PR #1249, opened 2024-12-25
reset feedstock token for behave

stuertz:
Request token reset for behave-feedstock:

https://github.com/conda-forge/behave-feedstock/issues/11

### DIFF
--- a/requests/behave.yml
+++ b/requests/behave.yml
@@ -1,0 +1,7 @@
+action: token_reset
+feedstocks:
+- behave
+# can be a list with azure, travis, circle, drone, appveyor, github_actions
+skip_providers: []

- [What is expected] What belongs in the answer is the line with "reset feedstock token for behave" plus every later line of the listing, copied word for word and nothing besides.

- [Solution for this task]
reset feedstock token for behave

stuertz:
Request token reset for behave-feedstock:

https://github.com/conda-forge/behave-feedstock/issues/11

### DIFF
--- a/requests/behave.yml
+++ b/requests/behave.yml
@@ -1,0 +1,7 @@
+action: token_reset
+feedstocks:
+- behave
+# can be a list with azure, travis, circle, drone, appveyor, github_actions
+skip_providers: []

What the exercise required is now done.